Typically, I ask for a table in the dining area overlooking Commander’s tree-covered courtyard because I feel more like a ‘local’ there and enjoy sitting at eye-level with the big, gnarly branches of the Southern oak that stretches over it. The chairs are cushioned and tables are arranged with plenty of room between for the jazz trios that play during brunch (one usually cruises downstairs while a second plays upstairs) to maneuver their instruments, including a stand-up bass, between to play requests. Every now and then, diners are coaxed into a joining a ‘second line’to wave their napkins as they wind through the dining room.
The menu is extensive and all of it tasty. I tend to order the breakfast entrees, rather than the luncheon selections, whenever we go but had the pecan-crusted gulf fish this year instead of my favorite Cochon de Lait Eggs Benedict. Of course you must order a ‘starter’ to begin–the turtle soup is always popular as is the gumbo but I usually opt for a seasonal salad, quite often topped with fresh, local strawberries. I always save room for dessert because Commander’s creole bread pudding soufflé with whiskey cream sauce is not to be missed! It’s a once a year splurge that I’m not willing to pass up. And to drink, a Bloody Mary or Mimosa followed by chicory coffee for those, unlike me, who consume coffee.
While the food is wonderful, it’s the little touches that make the meal even more memorable–fresh, crusty French bread laid on the table in a wrapped white linen napkin nearly as soon as you sit down; bus boys and girls who refill your water the instant the level drops much below two-thirds of a glass; the simultaneous serving of each course by the black and white attired wait staff; the cheery, welcome by the maitre d’ the minute you step in the door and of course the personal table visits by the owners.

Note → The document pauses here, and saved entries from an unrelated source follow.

PR #1576, opened 2022-03-17
Clean up opt in prompt a/b test

liamness:
## What does this change?

Adding better error handling (at the suggestion of @ob6160) around the fetching of consents, and seeing if this at least allows e2e tests to pass.

I should probably also change the e2e tests so that they don't rely on a network error being caught to pass. This would likely involve creating specific test cases where the user will be sent to the prompt, and also where they won't. This PR is in draft until that is added.

## How to test

N/A, this should not result in any user facing changes.

### DIFF
--- a/src/client/components/GlobalError.tsx
+++ b/src/client/components/GlobalError.tsx
@@ -75,7 +75,7 @@ export const GlobalError = ({ error, link, left }: GlobalErrorProps) => {
           <div>
             {error}
             &nbsp;
-            <ExternalLink href={link.link} css={errorLink} subdued={true}>
+            <ExternalLink href={link.link} css={errorLink} target="_blank">
               {link.linkText}
             </ExternalLink>
           </div>
--- a/src/server/routes/signIn.ts
+++ b/src/server/routes/signIn.ts
@@ -233,35 +233,48 @@ const oktaSignInController = async (
   }
 };
 
+const optInPromptController = async (
+  req: Request,
+  res: ResponseWithRequestState,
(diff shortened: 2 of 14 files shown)


src/server/routes/signIn.ts
```diff
@@ -238,21 +238,29 @@ router.get(
...
-        },
-      }),
-      pageTitle: 'Signed in',
-    });
-    res.type('html').send(html);
+    const { returnUrl } = state.pageData;
+    const { defaultReturnUri } = getConfiguration();
+    const redirectUrl = returnUrl || defaultReturnUri;
+
+    try {
```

After eating, I enjoy strolling through the rest of the restaurant, including a stop in the spacious and sparkling clean kitchen (the swinging doors leading into it are labeled “Yes” and “No”) where you can watch the amazing cook staff in action. There is even a table in the kitchen where diners can sit and watch the show if you reserve it.
If it’s Carnival season, as it was this year when I was in town, you’re invited to go watch the parades moving along St. Charles Street just a few blocks away and welcome to return to Commander’s for the toilet should the need arise. Or, if not, we wander through the historic neighborhood, admiring the elegant, old homes there, which include Miss Brennan’s herself located right next door to the restaurant. If someone is with us who has never visited the city before, we walk through the Lafayette Cemetery No. 1, across the street, the oldest city-operated cemetery where the tombs are above-ground and the statuary and inscriptions represent New Orleans’ rich history.

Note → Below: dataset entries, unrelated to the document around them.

PR #1579, opened 2022-03-21
Add e2e test coverage for opt in prompt redirect

liamness:
## What does this change?

Just adds an extra test to the idapi / okta e2e tests, covering the case where the redirect to `/signin/success` happens.


cypress/integration/ete/sign_out/sign_out.spec.ts
```diff
@@ -8,6 +10,11 @@ describe('Sign out flow', () => {
 
   context('Signs a user out', () => {
     it('Removes IDAPI log in cookies and dotcom cookies when signing out', () => {
+      // Disable redirect to /signin/success by default
+      cy.setCookie(
+        'GU_ran_experiments',
+        stringify({ OptInPromptPostSignIn: Date.now() }),
+      );
```
liamness, line 17: I don't really understand how this was passing previously...

.storybook/preview-head.html
```diff
@@ -23,161 +30,122 @@
   @font-face {
     font-family: GT Guardian Titlepiece;
     font-weight: 700;
-    src: url(https://assets.guim.co.uk/static/frontend/fonts/guardian-titlepiece/noalts-not-hinted/GTGuardianTitlepiece-Bold.woff2)
-        format('woff2'),
-      url(https://assets.guim.co.uk/static/frontend/fonts/guardian-titlepiece/noalts-not-hinted/GTGuardianTitlepiece-Bold.woff)
-        format('woff'),
-      url(https://assets.guim.co.uk/static/frontend/fonts/guardian-titlepiece/noalts-not-hinted/GTGuardianTitlepiece-Bold.ttf)
-        format('ttf');
+    src: url(/GTGuardianTitlepiece-Bold.woff2) format('woff2'),
```
coldlink, line 33: any reason why we're self hosting the fonts now?

src/client/app.tsx
```diff
@@ -30,19 +30,25 @@ export const App = (props: ClientState) => {
...
             display: flex;
             flex-direction: column;
           }
+          *,
+          *:before,
+          *:after {
+            box-sizing: inherit;
+          }
           // Badge is hidden for Gateway, because we're using
           // the legal text to do this job
```
coldlink, line 53: I know this wasn't introduced here but though it's worth changing to valid css comments

```suggestion
          /* Badge is hidden for Gateway, because we're using
           the legal text to do this job */
```

.storybook/preview-head.html
coldlink: I don't see a benefit over using the CDN? As it just bloats the project slightly. Unless I'm missing something

liamness: It was a potential cause of the font rendering issue, suggested by Chromatic support. I will revert this change, we can revisit if issues continue to crop up.

coldlink (approved):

For me, Commander’s is the consummate culinary experience with outstanding food, unsurpassed service and Southern hospitality at its finest. These are the qualities that Ella Brennan insisted be carried out in her beloved restaurant. They are standards to which other eating establishments throughout the U.S. have aspired to achieve as a result. Whether or not you’ve ever been to Commander’s it’s possible that you’ve eaten somewhere that has been influenced by her example.
If you’ve not yet been to the New Orleans restaurant, I hope you’ll consider making it part of your visit when you go. But be forewarned, it still maintains a dress code that is enforced although it’s been relaxed some in recent years. I guarantee it will be a culinary experience you’ll not forget and it might become, as it has for us, a new tradition.